1. Portugal setujui paket Rp49,7 triliun untuk pemulihan
Paket pemulihan yang disetujui bernilai 2,5 miliar euro (Rp49,7 triliun) dan ditujukan untuk membantu masyarakat serta bisnis memperbaiki kerusakan pasca badai, termasuk pada bangunan dan infrastruktur yang terdampak. Paket tersebut mencakup alokasi dana untuk perbaikan cepat jalur kereta dan jalan, dukungan pemulihan fasilitas publik, hingga pemulihan warisan budaya.
Perdana Menteri Portugal, Luís Montenegro, menekankan pemerintah menyiapkan mekanisme agar penanganan dan pemulihan bisa berjalan lebih cepat dan tidak berbelit.
“Yang sedang kami rancang adalah mekanisme agar proses pemulihan dapat dilakukan dengan lebih cepat, lebih sederhana, dan lebih efektif,” kata Montenegro, dilansir Euronews.
Rincian yang disampaikan setelah rapat Dewan Menteri juga mencakup skema bantuan langsung bagi warga, termasuk bantuan hingga 10 ribu euro (Rp199 juta) untuk rekonstruksi rumah serta kompensasi sektor pertanian dan kehutanan, serta moratorium pajak hingga 31 Maret 2026. Pemerintah memperpanjang status bencana sampai 8 Februari 2026 untuk menjaga protokol darurat tetap aktif di wilayah terdampak.
2. Wilayah Leiria adalah salah satu yang terparah
Badai Kristin melintas dengan hembusan angin ekstrem, dilaporkan mencapai 202 km/jam, serta hujan lebat yang memicu ribuan insiden darurat. Dampaknya mencakup korban jiwa, rumah rusak, transportasi terganggu, hingga listrik padam massal yang sempat memengaruhi ratusan ribu sampai sekitar satu juta pelanggan.
Di wilayah Leiria, salah satu area terparah, Wali Kota Gonçalo Lopes menggambarkan skala kerusakan parah di lapangan.

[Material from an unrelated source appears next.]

PR #2752, opened 2020-12-10
`counsel-find-file': open file in foreground

nbfalcon:
`counsel-find-file-action` calls `find-file` wrapped in `with-ivy-window`, which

“Kami melihat pemandangan seperti pasca bencana. Gereja dan pusat olahraga kehilangan atap, banyak rumah kehilangan genteng, rumah dan mobil hancur, derek terbalik,” ujar Lopes.
Kerusakan juga menyasar jaringan energi. Operator transmisi listrik REN menyatakan badai berdampak pada sejumlah infrastruktur tegangan tinggi dan membutuhkan manuver teknis serta perbaikan fisik di titik tertentu untuk memulihkan pasokan. Tumbangnya pepohonan dan tiang utilitas turut mengganggu jalan raya serta layanan kereta sebelum badai bergerak ke Spanyol.
3. Portugal sudah melakukan penilaian dampak untuk memulihkan kondisi
Pemerintah Portugal menyatakan sejak awal terus memantau dampak badai, menyebutnya sebagai kejadian cuaca ekstrem yang menyebabkan kerusakan signifikan di berbagai wilayah dan sektor.
Selain mempercepat dukungan darurat melalui status bencana, Perdana Menteri Montenegro sebelumnya mengatakan bahwa pemerintah sudah melakukan penilaian dampak untuk memulihkan kondisi secepat mungkin.
“Penilaian atas seluruh dampak di lapangan sedang dilakukan, termasuk instrumen yang bisa dipakai untuk memulihkan situasi lebih cepat,” kata Montenegro.